Data excerpts
------------------------------------------------
PR #6064, opened 2026-01-26
core/protoutil: implement sorting of arbitrary protobuf messages

calebdoxsey:
## Summary
Add support for sorting a slice of arbitrary protobuf messages.

This is implemented via field masks. Each field mask path is used to reference a field of a protobuf message. For example, with:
------------------------------------------------
Task description
Give back the entries above precisely as they appear.

Solved problem
PR #6064, opened 2026-01-26
core/protoutil: implement sorting of arbitrary protobuf messages

calebdoxsey:
## Summary
Add support for sorting a slice of arbitrary protobuf messages.

This is implemented via field masks. Each field mask path is used to reference a field of a protobuf message. For example, with:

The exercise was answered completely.